EXERCISE DETAILS: Copy word for word, please, the lines of the entries below running from the one containing "updated (additions only)." to the one containing "The verdict includes", both ends included.

□ □ □ □ □

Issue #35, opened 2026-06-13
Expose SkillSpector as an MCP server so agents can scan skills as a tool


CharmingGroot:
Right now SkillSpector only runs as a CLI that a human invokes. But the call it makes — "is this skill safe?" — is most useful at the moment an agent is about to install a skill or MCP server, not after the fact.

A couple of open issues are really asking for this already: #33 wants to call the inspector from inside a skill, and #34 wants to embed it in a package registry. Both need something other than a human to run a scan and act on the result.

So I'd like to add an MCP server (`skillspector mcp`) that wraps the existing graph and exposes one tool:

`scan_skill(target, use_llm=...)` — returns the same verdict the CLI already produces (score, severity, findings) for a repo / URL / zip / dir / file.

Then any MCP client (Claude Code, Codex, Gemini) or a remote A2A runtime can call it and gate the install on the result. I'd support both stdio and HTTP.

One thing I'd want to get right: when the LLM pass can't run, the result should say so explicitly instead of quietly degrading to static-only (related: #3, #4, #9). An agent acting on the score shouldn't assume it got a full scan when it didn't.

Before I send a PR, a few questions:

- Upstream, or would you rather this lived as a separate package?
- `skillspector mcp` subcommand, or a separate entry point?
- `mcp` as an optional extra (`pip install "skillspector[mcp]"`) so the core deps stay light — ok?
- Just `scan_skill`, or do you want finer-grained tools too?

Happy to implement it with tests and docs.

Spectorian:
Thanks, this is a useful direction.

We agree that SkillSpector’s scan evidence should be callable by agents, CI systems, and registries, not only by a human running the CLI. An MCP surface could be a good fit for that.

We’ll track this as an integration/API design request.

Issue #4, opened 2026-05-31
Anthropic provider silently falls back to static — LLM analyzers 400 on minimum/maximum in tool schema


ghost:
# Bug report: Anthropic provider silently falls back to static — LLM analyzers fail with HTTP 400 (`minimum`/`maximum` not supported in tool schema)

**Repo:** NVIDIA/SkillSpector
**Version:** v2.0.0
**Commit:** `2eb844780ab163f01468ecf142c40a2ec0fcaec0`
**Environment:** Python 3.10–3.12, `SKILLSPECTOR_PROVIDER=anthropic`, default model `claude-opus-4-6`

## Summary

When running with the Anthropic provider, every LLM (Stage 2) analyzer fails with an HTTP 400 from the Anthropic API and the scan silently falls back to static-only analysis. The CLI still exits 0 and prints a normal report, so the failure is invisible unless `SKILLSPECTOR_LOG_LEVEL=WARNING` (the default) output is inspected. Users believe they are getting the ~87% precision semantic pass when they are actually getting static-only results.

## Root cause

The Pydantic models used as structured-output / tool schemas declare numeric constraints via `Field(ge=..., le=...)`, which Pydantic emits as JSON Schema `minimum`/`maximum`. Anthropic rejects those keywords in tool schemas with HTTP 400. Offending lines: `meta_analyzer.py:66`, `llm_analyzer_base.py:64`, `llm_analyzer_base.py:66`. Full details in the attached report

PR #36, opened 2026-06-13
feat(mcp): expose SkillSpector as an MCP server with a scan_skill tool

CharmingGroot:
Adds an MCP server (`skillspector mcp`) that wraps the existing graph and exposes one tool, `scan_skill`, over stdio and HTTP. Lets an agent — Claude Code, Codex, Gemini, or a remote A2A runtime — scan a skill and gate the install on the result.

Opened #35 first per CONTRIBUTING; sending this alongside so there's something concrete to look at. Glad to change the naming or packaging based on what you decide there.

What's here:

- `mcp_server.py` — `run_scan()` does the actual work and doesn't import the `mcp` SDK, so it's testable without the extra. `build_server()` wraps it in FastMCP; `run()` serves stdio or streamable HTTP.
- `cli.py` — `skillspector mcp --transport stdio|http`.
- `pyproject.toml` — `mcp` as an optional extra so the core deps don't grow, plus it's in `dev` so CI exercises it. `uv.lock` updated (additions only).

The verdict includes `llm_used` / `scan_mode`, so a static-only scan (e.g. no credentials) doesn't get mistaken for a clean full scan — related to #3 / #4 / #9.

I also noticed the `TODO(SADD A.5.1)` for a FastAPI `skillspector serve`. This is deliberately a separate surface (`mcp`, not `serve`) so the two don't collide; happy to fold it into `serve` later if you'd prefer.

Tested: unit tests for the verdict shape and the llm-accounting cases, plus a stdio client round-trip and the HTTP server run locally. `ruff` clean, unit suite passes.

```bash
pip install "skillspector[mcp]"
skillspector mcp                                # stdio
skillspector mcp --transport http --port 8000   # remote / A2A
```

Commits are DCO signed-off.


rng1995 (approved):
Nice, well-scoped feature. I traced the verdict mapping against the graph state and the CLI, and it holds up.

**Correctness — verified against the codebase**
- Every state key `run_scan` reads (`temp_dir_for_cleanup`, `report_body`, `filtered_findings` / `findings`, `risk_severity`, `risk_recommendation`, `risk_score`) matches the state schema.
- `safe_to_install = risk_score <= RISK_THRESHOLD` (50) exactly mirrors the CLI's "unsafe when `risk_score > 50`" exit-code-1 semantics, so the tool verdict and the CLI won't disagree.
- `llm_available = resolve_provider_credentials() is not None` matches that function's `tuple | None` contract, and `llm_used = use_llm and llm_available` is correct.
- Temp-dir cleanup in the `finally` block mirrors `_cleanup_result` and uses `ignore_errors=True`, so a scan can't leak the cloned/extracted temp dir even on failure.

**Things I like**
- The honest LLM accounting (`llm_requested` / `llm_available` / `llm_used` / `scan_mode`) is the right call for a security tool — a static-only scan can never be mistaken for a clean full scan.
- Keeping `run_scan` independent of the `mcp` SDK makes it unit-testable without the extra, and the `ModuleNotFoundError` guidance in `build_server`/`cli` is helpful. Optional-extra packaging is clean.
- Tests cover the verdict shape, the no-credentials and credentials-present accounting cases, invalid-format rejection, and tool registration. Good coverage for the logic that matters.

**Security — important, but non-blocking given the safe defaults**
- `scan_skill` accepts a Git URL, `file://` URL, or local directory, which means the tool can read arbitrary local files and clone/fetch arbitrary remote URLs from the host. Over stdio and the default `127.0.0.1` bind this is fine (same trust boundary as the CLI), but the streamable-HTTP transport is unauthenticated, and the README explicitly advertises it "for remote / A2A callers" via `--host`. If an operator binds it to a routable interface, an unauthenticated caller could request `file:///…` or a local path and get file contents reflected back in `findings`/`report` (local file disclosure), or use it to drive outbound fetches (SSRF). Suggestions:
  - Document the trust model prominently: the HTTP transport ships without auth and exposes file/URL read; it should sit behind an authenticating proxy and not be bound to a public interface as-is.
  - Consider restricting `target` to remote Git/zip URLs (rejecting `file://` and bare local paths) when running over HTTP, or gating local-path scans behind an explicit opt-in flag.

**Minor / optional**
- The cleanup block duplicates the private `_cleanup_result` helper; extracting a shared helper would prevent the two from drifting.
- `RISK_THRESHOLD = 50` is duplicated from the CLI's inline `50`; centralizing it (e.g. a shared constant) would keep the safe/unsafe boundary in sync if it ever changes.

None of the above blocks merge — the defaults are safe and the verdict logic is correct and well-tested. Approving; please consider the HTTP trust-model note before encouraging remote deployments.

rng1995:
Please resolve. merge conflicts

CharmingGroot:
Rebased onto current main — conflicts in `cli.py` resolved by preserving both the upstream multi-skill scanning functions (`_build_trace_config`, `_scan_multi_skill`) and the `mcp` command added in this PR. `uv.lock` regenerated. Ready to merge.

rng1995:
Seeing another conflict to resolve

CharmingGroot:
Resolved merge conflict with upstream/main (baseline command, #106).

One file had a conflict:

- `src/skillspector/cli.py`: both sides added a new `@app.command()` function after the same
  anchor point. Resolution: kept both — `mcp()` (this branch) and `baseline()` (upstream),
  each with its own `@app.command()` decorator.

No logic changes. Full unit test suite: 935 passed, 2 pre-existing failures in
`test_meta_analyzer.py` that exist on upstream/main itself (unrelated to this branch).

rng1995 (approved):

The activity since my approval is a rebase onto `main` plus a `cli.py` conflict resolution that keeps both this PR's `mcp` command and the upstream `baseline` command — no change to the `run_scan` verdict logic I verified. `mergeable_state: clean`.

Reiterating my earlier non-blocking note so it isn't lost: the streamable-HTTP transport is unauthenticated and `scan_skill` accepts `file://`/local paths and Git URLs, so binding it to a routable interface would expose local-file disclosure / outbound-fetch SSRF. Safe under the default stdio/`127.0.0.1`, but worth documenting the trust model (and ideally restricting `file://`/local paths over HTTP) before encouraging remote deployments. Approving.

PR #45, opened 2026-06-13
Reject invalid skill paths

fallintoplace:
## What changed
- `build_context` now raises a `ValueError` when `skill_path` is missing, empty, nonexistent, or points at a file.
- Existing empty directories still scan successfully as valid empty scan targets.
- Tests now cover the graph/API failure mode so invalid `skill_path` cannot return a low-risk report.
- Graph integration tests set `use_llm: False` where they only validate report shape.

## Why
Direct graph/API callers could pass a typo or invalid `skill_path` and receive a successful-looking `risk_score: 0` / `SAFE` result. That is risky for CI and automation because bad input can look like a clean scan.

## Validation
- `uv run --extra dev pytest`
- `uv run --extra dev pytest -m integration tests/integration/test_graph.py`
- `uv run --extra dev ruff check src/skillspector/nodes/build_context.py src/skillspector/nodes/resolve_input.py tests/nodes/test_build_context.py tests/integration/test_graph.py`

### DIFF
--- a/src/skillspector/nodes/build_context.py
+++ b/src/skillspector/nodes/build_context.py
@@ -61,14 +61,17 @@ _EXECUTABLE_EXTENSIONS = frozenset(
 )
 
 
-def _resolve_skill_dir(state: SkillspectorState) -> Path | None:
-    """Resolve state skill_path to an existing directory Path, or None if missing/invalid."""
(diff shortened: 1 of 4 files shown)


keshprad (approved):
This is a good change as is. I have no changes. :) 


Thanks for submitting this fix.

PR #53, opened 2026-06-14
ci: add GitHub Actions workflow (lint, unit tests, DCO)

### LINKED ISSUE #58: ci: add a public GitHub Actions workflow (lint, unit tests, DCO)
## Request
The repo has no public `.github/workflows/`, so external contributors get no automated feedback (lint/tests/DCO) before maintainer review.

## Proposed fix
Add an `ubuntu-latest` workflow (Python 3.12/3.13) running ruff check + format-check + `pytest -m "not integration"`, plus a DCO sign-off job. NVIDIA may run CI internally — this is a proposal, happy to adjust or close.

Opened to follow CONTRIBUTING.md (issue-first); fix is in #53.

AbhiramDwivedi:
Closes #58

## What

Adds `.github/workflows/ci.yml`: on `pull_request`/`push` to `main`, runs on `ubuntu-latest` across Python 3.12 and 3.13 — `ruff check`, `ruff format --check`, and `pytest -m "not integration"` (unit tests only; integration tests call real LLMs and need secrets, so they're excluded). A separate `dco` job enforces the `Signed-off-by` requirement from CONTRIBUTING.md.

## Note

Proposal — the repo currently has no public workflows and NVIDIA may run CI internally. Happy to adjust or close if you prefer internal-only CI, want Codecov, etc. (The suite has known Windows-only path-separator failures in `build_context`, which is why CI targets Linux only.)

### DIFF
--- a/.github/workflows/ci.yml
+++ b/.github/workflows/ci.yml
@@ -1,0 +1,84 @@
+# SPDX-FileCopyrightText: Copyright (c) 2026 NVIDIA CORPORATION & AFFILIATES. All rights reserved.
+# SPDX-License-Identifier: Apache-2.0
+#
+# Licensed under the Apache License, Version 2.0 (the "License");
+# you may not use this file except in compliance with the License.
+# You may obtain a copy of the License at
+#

□ □ □ □ □

TASK OUTPUT:
- `pyproject.toml` — `mcp` as an optional extra so the core deps don't grow, plus it's in `dev` so CI exercises it. `uv.lock` updated (additions only).

The verdict includes `llm_used` / `scan_mode`, so a static-only scan (e.g. no credentials) doesn't get mistaken for a clean full scan — related to #3 / #4 / #9.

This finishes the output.